Sen. Amanda Mays Bledsoe, R-Lexington, vice-chair of the Senate Appropriations & Revenue Committee and co-chair of the House-Senate tobacco committee, said she agrees with the cancer society’s argument that reducing the number of people who smoke will save money in the long run and would create a healthier workforce.

“I think their plan is on the right track,” she said.

However, she added, that she’ll have to wait and see what is in the House budget before before she can react to this request. The budget must start in the House.

“I’m not really sure where that’s gonna land,” Mays Bledsoe said, “but I am supportive of their ask.”

She added that it’s important to recognize that the tobacco-settlement money touches several pieces of the budget, with half of it allocated for agriculture diversification.

“I was really surprised over the years of where they’ve used program money,” she said. “And my biggest surprise was how much of it was not used on specifically tobacco cessation.” That was one of the big arguments for the states’ 1998 settlement with cigarette manufacturers, but states have spent relatively little on it.

Kentucky 43rd in smoking cessation and prevention funding

While $10 million would be a huge jump from the current $2 million in tobacco prevention and cessation spending, it would still fall far short of the $56.4 million advised by the federal Centers for Disease Control and Prevention.

According to a report titled “Broken Promises to Our Children: A State-by-State Look at the 1998 Tobacco Settlement 24 Years Later,”  Kentucky ranks 43rd among states in funding tobacco prevention and cessation programs, down five slots from 2020, when it spent $3.3 million.

Meanwhile, the tobacco industry spends $251 million for tobacco marketing in the state, says the report, issued by the cencer society, the Campaign for Tobacco-Free Kids, the American Heart Association, the American Lung Association, the Truth Initiative and Americans for Nonsmokers’ Rights.

Quit help for Kentucky smokers

Kentucky smokers have several tools to help them quit.

The state runs a 1-800-QUIT-NOW hotline that offers free tobacco-cessation services 24 hours a day, seven days a week. Coaching is available by phone or online chats. .

And while Quit Now Kentucky provides free services to people of all ages, middle- and high-school students may want to try “My Life, My Quit,” a free, confidential quitline for Kentuckians 17 and younger to help them stop smoking or vaping. Teens can text “Start My Quit” to 36072, or click on the live chat button on the My Life, My Quit website to chat with a coach.

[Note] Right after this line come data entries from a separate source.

PR #1549, opened 2024-12-20
Define precision-agnostic Constant class

sethrj:
The constants in Celeritas should avoid double-precision arithmetic in GPU kernels if using single-precision mode, but we also sometimes want to use constants in double-precision operations, particularly working with external codes on the host side that only use doubles. This indeed caused an error message in Geant4 because of `double msc_theta_limit{constants::pi}` since `double(float(pi)) > double(pi)`.

My solution is a `Constant` class that tries to conform to the precision being used with it. Multiplied by a double-precision value, it's a double; multiplied by float it's a single-precision operation; and multiplied by an int preserves it as a Constant.

A couple of positive effects of this PR:
- Eliminated `m_pi` since our constant is now double-precision even when building `real_type = float`.
- Prevented accidental runtime call of `sqrt(euler)`; instead we now precalculate it.
- Fixed roundoff error in pi described above
- Improves precision when translating geant4 objects

The main negatives are:
- More places require explicit casting to real_type
- Using RealQuantity instead of Quantity (whose type is unclear when based on a Constant unit type)


test/celeritas/Units.test.cc
```diff
@@ -17,6 +17,13 @@ namespace units
 {
 namespace test
 {
+//---------------------------------------------------------------------------//
+// Locally replace the Celeritas "real" expectatoin for one that forces
```
amandalund:
```suggestion
// Locally replace the Celeritas "real" expectation for one that forces
```

test/orange/surf/detail/InvoluteSolver.test.cc
```diff
@@ -628,7 +628,7 @@ TEST(Components, line_angle_param)
     // beta = -pi/3
     {
         real_type u = 0.5;
-        real_type v = std::sin(pi / 3);
+        real_type v = std::sin(pi / real_type{3});
```
pcanal: This (type of) change gives me pause.  The intent of 'real_type' being set to `float` is to switch calculation to using the single floating point processors.  In order for this to happen properly and consistently, with the current PR code, we must never remember to add the explicit casting to real_type of all integer that are use with constants (and then passed to a function); as in this change.

It is likely that we might let in the code the 'obvious' spelling, i.e.: `real_type v = std::sin(pi / 3);` (which currently using the double version of `std::sin`).

The question is whether this (potential) cost is worth the advantage (i.e. if I understand correctly, being able to write `Constant x = y * 2;` rather than `Constant y = y * 2.0` to get the constant calculation in double).

We "can" catch both type of errors during PR review.  It feels that the `Constant` creation is going to be 'rarer' (and more obvious) than the usage inside formula, so maybe we should switch the operation with integer to default to `real_type` rather than `double`.

sethrj: Actually the way I rewrote `pi` at the start of this file, `constexpr real_type pi{constants::pi};`, means this change is unnecessary. I think my initial attempt in that testing file was to reference the constant instead of define a local `real_type` to preserve the same results.

Below is what I wrote under the misapprehension that `pi` was a constant:

---

> This (type of) change gives me pause. The intent of 'real_type' being set to float is to switch calculation to using the single floating point processors. In order for this to happen properly and consistently, with the current PR code, we must never remember to add the explicit casting to real_type of all integer that are use with constants (and then passed to a function); as in this change.

Not here: since the standard library doesn't take Constant as operators, this would be a compiler error without the cast, and that forces us to be specific about whether this is a "setup time"/host calculation or "runtime" calculation.

> It is likely that we might let in the code the 'obvious' spelling, i.e.: `real_type v = std::sin(pi / 3)`; (which currently using the double version of std::sin).

Even if `std::sin` was a function that takes (and returns) a Constant, we can't implicitly cast to a `real_type`.

> so maybe we should switch the operation with integer to default to real_type rather than double

This seems odd too, because `2` is higher precision than `2.0` which is higher precision than `2.0f` (aka possibly `real_type{2}`). I think demoting to runtime precision is the wrong move there.

Since it's ambiguous, what we *could* do is completely eliminate operations with integers, forcing the explicit use of `x = y * Constant{2}`, `x < Constant{0}`, etc.: but I judged that caused more code changes and was a little awkward.

src/celeritas/phys/InteractionUtils.hh
```diff
@@ -58,7 +58,8 @@ struct ExitingDirectionSampler
     template<class Engine>
     inline CELER_FUNCTION Real3 operator()(Engine& rng)
     {
-        UniformRealDistribution<real_type> sample_phi(0, 2 * constants::pi);
+        UniformRealDistribution<real_type> sample_phi(
+            0, real_type(2 * constants::pi));
```
amandalund, line 62: Would there be anything wrong with using `2.0 * constants::pi` instead of `real_type(2 * constants::pi)` in these cases?

amandalund (approved):

src/celeritas/phys/InteractionUtils.hh
sethrj: I think that would work with `()` but not `{}`, because the `2.0 * pi` is a double expression, which can't be implicitly converted to a single precision under C++11 rules.

What I was actually thinking, since we have so many `sample_phi` in our code, is a free function `sample_twopi(RNG&)` (or `sample_azi` or something) that we could just call.

test/orange/surf/detail/InvoluteSolver.test.cc
pcanal: > . I think demoting to runtime precision is the wrong move there.

But with `pi` being a real_type`, both `pi / 3` and `pi / real_type{3}` do the same thing (demote to float).

> rewrote pi at the start of this file, `constexpr real_type pi{constants::pi};`

I missed that.  I think it actually make the code much harder to understand/read.  If one must reduce the code length, I would do at most: `constexpr auto pi = constant::pi;`, i.e. I would ***not*** change the type (and If you must change the type, I would change the name too `constexpr real_type real_type_pi {constants::pi};`

Anyway, there is 2 types of usages I had in mind:
```
(a) Constant 3pi = constant::pi * three;
(b) real_type v = overloaded_numerical_function( constant_pi * three );
```
The question is how to spell `three` (or anything else) in both case.  As you pointed out `(a)` is nice with the current PR:
```
 Constant 3pi = constant::pi * 3;
```
but `(b)` fails to compile because there is no implicit conversion.  So one possible spelling with the current PR is
```
real_type v = overloaded_numerical_function( real_type{constant::pi * three} );
```
This looks fine albeit a bit annoying.  Did you consider making the conversion to `real_type` implicit? (it probably would require so `#ifdef` :(  in the `Constant` definition)

sethrj: Since it was a unit test I wanted to minimize changes over the file, especially since evaluating at a different precision level would change the answers.

For (b) I think explicitly casting is the better approach because a constant is "full precision" (we could even make them long doubles or use some `constexpr` extended precision class to get more accurate combined "constant" expressions) but we need to evaluate it in a floating point context: so telling explicitly which level of floating point precision actually improves matters IMHO.

pcanal: > Since it was a unit test I wanted to minimize changes over the file

I think that is counter-productive here.  The tests should follow the same patterns that we would want in the code otherwise they pollute various code investigation (including but not limiting to 'grepping for stuff' but also learn how things should work in Celeritas).

I.e. I think the PR is good as is except for needing to remove any 're-declaration' of constants to not be `Constant`

sethrj: That's a very good point. I'll evaluate the changes...

src/celeritas/em/params/WentzelOKVIParams.cc
```diff
@@ -43,7 +43,7 @@ WentzelOKVIParams::from_import(ImportData const& data,
         if (!coulomb)
         {
             // Set the maximum scattering angle for Wentzel VI MSC
-            return constants::pi;
+            return real_type(constants::pi);
```
pcanal, line 46: Just a slight note that this PR uses both `real_type(...)` and `real_type{...}` which is 'fine' but vaguely inconsistent.

pcanal: and a 3rd spelling: `static_cast<real_type>(...)`

test/celeritas/field/FieldPropagator.test.cc
```diff
@@ -42,8 +42,8 @@ namespace celeritas
 namespace test
 {
 //---------------------------------------------------------------------------//
-using constants::pi;
-using constants::sqrt_three;
+constexpr real_type pi{constants::pi};
```
pcanal, line 45: This might have been missed as part of the commit "Use 'typical' usage of constant in unit tests "

test/corecel/math/BisectionRootFinder.test.cc
```diff
@@ -57,6 +58,7 @@ TEST(Bisection, trigometric)
 
     BisectionRootFinder find_root{f, tol};
 
+    constexpr auto pi = static_cast<real_type>(constants::pi);
```
pcanal, line 61:
```
constexpr auto real_type_pi = static_cast<real_type>(constants::pi);
```

test/orange/orangeinp/detail/PolygonUtils.test.cc
```diff
@@ -87,7 +86,8 @@ TEST(PolygonUtilsTest, convex)
     VecReal2 oct{8};
     for (size_type i = 0; i < 8; ++i)
     {
-        oct[i] = {std::cos(2 * pi * i / 8), std::sin(2 * pi * i / 8)};
+        oct[i] = {std::cos(static_cast<real_type>(2 * constants::pi * i / 8)),
```
pcanal, line 89: This is an interesting pattern (since it is a test the actual usage here does not matter).  In this case do we want:
```
std::cos(static_cast<real_type>(2 * constants::pi * i / 8));
```
Which has a run-time double multiplication (by `i`)
or
```
std::cos(static_cast<real_type>(2 * constants::pi) * i / 8);
```
which the `2*` in double precision at compile time but both `* i / 8` in (potentially) single precision at run-time
or
```
std::cos(static_cast<real_type>(2 * constants::pi / 8) * i);
```
with only the `* i` in (potentially) single precision at run-time but a different ordering of the operations?

test/orange/surf/detail/InvolutePoint.test.cc
```diff
@@ -17,7 +17,9 @@ namespace detail
 {
 namespace test
 {
-using constants::pi;
+constexpr real_type pi{constants::pi};
```
pcanal, line 20: This might have been missed as part of the commit "Use 'typical' usage of constant in unit tests "

src/orange/g4org/SolidConverter.cc
```diff
@@ -511,7 +511,7 @@ auto SolidConverter::polyhedra(arg_type solid_base) -> result_type
     auto const& params = *solid.GetOriginalParameters();
 
     // Convert from circumradius to apothem
-    double const radius_factor = std::cos(m_pi / params.numSide);
+    double const radius_factor = cospi(1 / static_cast<double>(params.numSide));
```
pcanal, line 514: Is the `double` intentional or should it be `real_type`?

pcanal: Given the code below, it seems intentional.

A 2017 law requires insurers, including Medicaid, to cover all seven tobacco-cessation medications approved by the U.S. Food and Drug Administration, and counseling services recommended by the U.S. Preventive Services Task Force. It also eliminated co-payments for medication and counseling, requirements tying medication coverage to counseling, and limits on the length of treatment.

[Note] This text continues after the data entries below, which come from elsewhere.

PR #1550, opened 2024-12-20
Reduce `celer-sim` memory usage and improve its `CELER_LOG` transport output

stognini:
For large simulations the `SimulationResult::events` (which is a `std::vector<TransporterResult>`) continuously grows in-memory, being flushed to disk only at the end of `celer-sim`. This can lead to huge memory usage---in one test, `celer-sim` reached >25 GB. Another effect that slows down the run and clutters the I/O is the `CELER_LOG` message issued at every new event. To address these, this PR adds two options to `RunnerInput`:
- New `bool transporter_result`, which only accumulates event data on request.
- New `size_type print_progress`, which if set to `N` (`N>0`), will only issue the `CELER_LOG` message after `N` events.


app/celer-sim/Transporter.hh
```diff
@@ -45,6 +45,7 @@ struct TransporterInput
     size_type max_steps{};
     bool store_track_counts{};  //!< Store track counts at each step
     bool store_step_times{};  //!< Store time elapsed for each step
+    size_type print_progress{};  //!< Print progress every N events
```
sethrj: Just default this to 1 so that it prints every event, and validate that it's greater than zero

app/celer-sim/Transporter.cc
```diff
@@ -203,6 +204,33 @@ void Transporter<M>::accum_action_times(MapStrDouble* result) const
...
+template<MemSpace M>
+void Transporter<M>::progress(EventId const id,
+                              size_type const num_primaries) const
+{
+    CELER_EXPECT(num_primaries > 0);
+
+    auto const id_val = id.unchecked_get();
+    std::string prim = (num_primaries == 1) ? " primary" : " primaries";
+    std::string msg = "Event " + std::to_string(id_val) + ": transporting "
+                      + std::to_string(num_primaries) + prim;
```
sethrj: You're doing a lot of work that may not be output. This is also very different from how the output message is constructed: `operator<<` does nothing if the log level is suppressed, but here you're doing a lot of conversion and object construction.

app/celer-sim/Transporter.cc
```diff
@@ -203,6 +204,33 @@ void Transporter<M>::accum_action_times(MapStrDouble* result) const
...
+    {
+        if (id_val % print_progress_ == 0)
+        {
+            CELER_LOG_LOCAL(status) << msg;
+        }
+    }
+    else
+    {
+        CELER_LOG_LOCAL(status) << msg;
+    }
```
sethrj: Just do
```suggestion
    if (id_val % print_progress_ == 0)
    {
        CELER_LOG_LOCAL(status) << msg;
    }
```
and replace `msg` with all the string stuff you did above. Use `(num_primaries == 1 ? " primary" : " primaries")` to avoid making a temporary string.

I'd also put the message writing up in the anonymous namespace (there's no need for templating) and put the `if (id_val % print_progress_ == 0) print_progress();` in the transporter function itself.

app/celer-sim/RunnerInputIO.json.cc
```diff
@@ -178,6 +180,8 @@ void to_json(nlohmann::json& j, RunnerInput const& v)
     LDIO_SAVE_OPTION(slot_diagnostic_prefix);
     LDIO_SAVE(write_track_counts);
     LDIO_SAVE(write_step_times);
+    LDIO_SAVE_OPTION(transporter_result);
+    LDIO_SAVE_OPTION(print_progress);
```
sethrj: Just use `LDIO_SAVE` since their value is meaningful even when not explicitly set.

app/celer-sim/celer-sim.cc
```diff
@@ -131,16 +134,23 @@ void run(std::istream* is, std::shared_ptr<OutputRegistry> output)
...
             // Run a single event on a single thread
-            CELER_TRY_HANDLE(result.events[event] = run_stream(
-                                 StreamId(get_openmp_thread()), EventId(event)),
-                             capture_exception);
+            CELER_TRY_HANDLE(
+                (run_input->transporter_result)
+                    ? result.events[event] = run_stream(
+                          StreamId(get_openmp_thread()), EventId(event))
+                    : run_stream(StreamId(get_openmp_thread()), EventId(event)),
+                capture_exception);
```
sethrj:
```suggestion
            TransporterResult event_result;
            CELER_TRY_HANDLE(event_result = run_stream(
                          StreamId(get_openmp_thread()), EventId(event)),
                capture_exception);
            if (run_input->transporter_result)
            {
                result.events[event] = event_result;
            }
```

sethrj (commented):
Good thought: we definitely don't want people with 20GB memory usage by accident 😬

app/celer-sim/Transporter.hh
stognini: Oh, It works with either 0 or 1. So as it is, it already prints all events. Thought that this way would make its use a bit easier...

sethrj: There's extra work that goes into checking zero as a special case. But  maybe it's still fine to do `if (print_progress == 0 || (events % print_progress == 0)) ...` but then you have two different selections mapping to the same behavior, and "print_progress = 0" enabling printing at every event is weird.

app/celer-sim/Transporter.cc
stognini: I see here why you suggested `print_progress` to be always positive above...

app/celer-sim/celer-sim.cc
stognini: Do you think this copy could be slow if the event is large? I tried to avoid a copy.

app/celer-sim/Transporter.cc
stognini: Good point. The suggested refactoring with `if (id_val % print_progress_ ==0) { print_progress(...); }` also looks cleaner.

app/celer-sim/celer-sim.cc
sethrj: You're right, I should have std::move. The readability trumps potential (small) copy cost and increased object size

app/celer-sim/Transporter.hh
stognini: Agreed. Initialized to `1` and made sure value is positive.

pcanal:
>  being flushed to disk only at the end of celer-sim.

Why do we not flush it every events? (I.e. store in the result in a `TTree`/`RNTuple`, this seems to be the typical use case for that)?

stognini:
> Why do we not flush it every events? (I.e. store in the result in a TTree/RNTuple, this seems to be the typical use case for that)?

Oh, the ROOT output is fine. This is dumped at the end via `JsonPimpl`, at `celer-sim.cc::274`
```cpp
output->output(&cout);
```
and is necessary if `CELERITAS_USE_ROOT=OFF`.

app/celer-sim/celer-sim.cc
```diff
@@ -113,7 +116,7 @@ void run(std::istream* is, std::shared_ptr<OutputRegistry> output)
 
     // Start profiling *after* initialization and warmup are complete
     Stopwatch get_transport_time;
-    if (run_input->merge_events)
+    if (run_input->transporter_result && run_input->merge_events)
     {
         // Run all events simultaneously on a single stream
         result.events.front() = run_stream();
```
amandalund: This means if `transporter_result` is false we use the multi-stream logic in the `else` block even if we're running in combined event mode.

app/celer-sim/Transporter.cc
```diff
@@ -34,6 +34,22 @@ namespace celeritas
...
 {
+namespace
+{
+//---------------------------------------------------------------------------//
+/*!
+ * Print progress after N events when requested.
+ */
+void progress(EventId const id, size_type const num_primaries)
+{
+    CELER_EXPECT(num_primaries > 0);
```
amandalund, line 45:
```suggestion
    CELER_EXPECT(id);
    CELER_EXPECT(num_primaries > 0);
```

app/celer-sim/Transporter.cc
```diff
@@ -34,6 +34,22 @@ namespace celeritas
...
+    CELER_LOG_LOCAL(status)
+        << "Event " + std::to_string(id.unchecked_get()) + ": transporting "
+               + std::to_string(num_primaries)
+               + (num_primaries == 1 ? " primary" : " primaries");
```
amandalund: If you use the stream insertion operator instead of concatenating strings with `+` you don't need the `to_string()` calls and avoid creating temporary strings:
```suggestion
        << "Event " << id.unchecked_get() << ": transporting " << num_primaries
        << (num_primaries == 1 ? " primary" : " primaries");
```

app/celer-sim/Transporter.cc
```diff
@@ -34,6 +34,22 @@ namespace celeritas
 {
 namespace app
 {
+namespace
+{
+//---------------------------------------------------------------------------//
+/*!
+ * Print progress after N events when requested.
+ */
+void progress(EventId const id, size_type const num_primaries)
```
sethrj:
```suggestion
void log_progress(EventId const id, size_type const num_primaries)
```

Otherwise one might think `progress` is a verb (pro-GRESS) rather than noun (PRO-gress) .. isn't English fun?!

app/celer-sim/Transporter.cc
sethrj: Make sure to stream into the logger: otherwise you're *still* doing a bunch of useless string creations.
```suggestion
        << "Event " << id.unchecked_get() << ": transporting "
        << num_primaries << (num_primaries == 1 ? " primary" : " primaries");
```

app/celer-sim/Transporter.cc
```diff
@@ -127,8 +145,12 @@ auto Transporter<M>::operator()(SpanConstPrimary primaries) -> TransporterResult
...
     ScopedSignalHandler interrupted{SIGINT};
 #endif
-    CELER_LOG_LOCAL(status)
-        << "Transporting " << primaries.size() << " primaries";
+
+    auto const evt_id = primaries.front().event_id;
+    if (evt_id.get() % print_progress_ == 0)
+    {
+        progress(evt_id, primaries.size());
+    }
```
sethrj: Since we're planning to get rid of the "event ID" part of the primaries at some point (a group of primaries should always be from the same event, and it's just going to be input to the track initializers) we might even want to just have an internal counter.
But anyway, since `evt_id` is just used inside the conditional you can use this C++17 syntax (and add a check for the event ID being set I suppose)
```suggestion
    if (auto const evt_id = primaries.front().event_id;
        evt_id && evt_id.get() % print_progress_ == 0)
    {
        progress(evt_id, primaries.size());
    }
```

app/celer-sim/celer-sim.cc
```diff
@@ -116,7 +119,8 @@ void run(std::istream* is, std::shared_ptr<OutputRegistry> output)
     if (run_input->merge_events)
     {
         // Run all events simultaneously on a single stream
-        result.events.front() = run_stream();
+        (run_input->transporter_result) ? result.events.front() = run_stream()
+                                        : run_stream();
```
sethrj: I think you should do the same thing here: `auto event_result = run_stream()`, and `if (transporter_result) result.events.front() = std::move(event_result);`

sethrj (approved):
One last change I think :)

app/celer-sim/celer-sim.cc
```diff
@@ -131,16 +135,25 @@ void run(std::istream* is, std::shared_ptr<OutputRegistry> output)
...
     }
+
     result.action_times = run_stream.get_action_times();
     result.total_time = get_transport_time();
     record_mem = {};
-    output->insert(std::make_shared<RunnerOutput>(std::move(result)));
+    if (run_input->transporter_result)
+    {
+        output->insert(std::make_shared<RunnerOutput>(std::move(result)));
+    }
```
amandalund: We should still write the simulation result (timing info, number of CPU threads) either way.
```suggestion
    output->insert(std::make_shared<RunnerOutput>(std::move(result)));
```

amandalund (approved):
One more from me too :) thanks @stognini!

pcanal:
> Oh, the ROOT output is fine. This is dumped at the end via JsonPimpl, at celer-sim.cc::274

So turning on ROOT 'solves' the problem.  The issue is only if the output is JSON.  correct?  If it is correct, do we really store 25GB in a text file !? (humm okay that was the total memory, was it the file size then?)

stognini:
> So turning on ROOT 'solves' the problem. The issue is only if the output is JSON. correct? If it is correct, do we really store 25GB in a text file !?

Using ROOT wouldn't solve it, since we'd end up having both ROOT and json outputs. So I proposed the option to minimize the json info, which is also useful if you just want to time the execution.

I did not check how large a final file would have been since I did not worry about directing the `cout` to a file. But when the 25-ish GB run finished, it took probably 10+ minutes to flush the result to the terminal...

pcanal:
> , it took probably 10+ minutes to flush the result to the terminal...

Yikes :(

> Using ROOT wouldn't solve it, ...So I proposed the option to minimize the json info

Indeed text based information should be minimized.  What kind of information is in the json file?  What information is being dropped?  What information is being kept?  How much really needs to be in a file that is directly human?  What is the maximum sizes where the JSON is still actually readable? (few MB?).   How much of the information that is not strictly needed in the human readable file can be stored in (yet another) ROOT file?	
(sorry if there is already answers to some of those questions in other places)

sethrj:
@pcanal This is the "diagnostic" JSON output which wasn't meant to have much data at all. It's primarily meant to help us analyze performance data and do simple postprocessing. Because it's performance related, we want it to be easy/automatic to stand up, which rules ROOT out. For output that scales with increasing problem difficulty (e.g. the transport results) maybe we should hardcode/use a backdoor environment variable for the maximum number of iterations before we stop saving and writing.

amandalund:
@stognini out of curiosity, how many events were you running and was this with both `write_track_counts` and `write_step_times` off?

One final modification you could make in the `Transporter` is to only allocate memory for [these guys](https://github.com/celeritas-project/celeritas/blob/b9c98bcd6ae4d9aa0042aef987f09952452599c0/app/celer-sim/Transporter.cc#L115-L118) if `store_track_counts_` is true.

stognini:
> @stognini out of curiosity, how many events were you running and was this with both write_track_counts and write_step_times off?

If I recall correctly that was a 10M events, 1 primary each. And yes both of those options were off. I turned off all json options I could, related to writing info.

pcanal:
> Because it's performance related, we want it to be easy/automatic to stand up, which rules ROOT out.

humm ... 'easy/automatic' is clearly doable in ROOT (delta the learning curve).  Things that a human readable (json) format would give you are ability to grep through random-ish text, quick visual inspection (vi/less) [albeit if was remembers the structure RDataFrame::Display might work as well). and web display (github actions).  Most of which disappear if the file is too large.

Example of 'quick' textual display of a ROOT file content:
```
root.exe -b -l tutorials/hsimple.root -e 'ROOT::RDataFrame df(*ntuple); df.Range(100,200).Display({"px","py"},100)->Print();' -q | less
```
See also `RDataFrame`'s [user manual](https://root.cern/manual/data_frame/) and [documentation](https://root.cern/doc/v634/classROOT_1_1RDataFrame.html).  (This is a bit more typing but much clearer/flexible that the previous `TTree::Scan` version).

>  maybe we should hardcode/use a backdoor environment variable for the maximum number of iterations before we stop saving and writing.

This makes some sense. (Although the next request is also a start (i.e. capture from the 100th events to the 150th events instead of the first 50 events).

sethrj:
I mean easy for other people to install, or (like our external) automatic.

sethrj:
@stognini @pcanal I think we got all the major kinks worked out, please take a look at the discussions and resolve as needed.

pcanal (approved):

stognini:
Thought I answered this thread, just to notice that I probably never hit the `comment` button during the holidays:

> Example of 'quick' textual display of a ROOT file content

For the `celer-sim` I ruled out any textual output that we get from ROOT, despite it having some nice features (such as `TBufferJSON::ConvertToJSON`) to avoid making it a necessary dependency for I/O, since we want to be able to test it on any system (e.g. summit's powerpc was a limitation).

sethrj (approved):

amandalund:
@stognini one last update that would also slightly improve the memory usage:

> One final modification you could make in the `Transporter` is to only allocate memory for [these guys](https://github.com/celeritas-project/celeritas/blob/b9c98bcd6ae4d9aa0042aef987f09952452599c0/app/celer-sim/Transporter.cc#L115-L118) if `store_track_counts_` is true.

The cancer society also offers a list of resources to help you quit using tobacco products.

Hogan said many Kentucky smokers still don’t know what quitting resources are available to them, even though research shows that more than two-thirds of smokers say they want to quit.

“But it’s very difficult,” he said. “If we increase the tobacco prevention, cessation programming, and the investment that we’re making there, we can have more of an impact on the folks to get them the resources they need to quit.”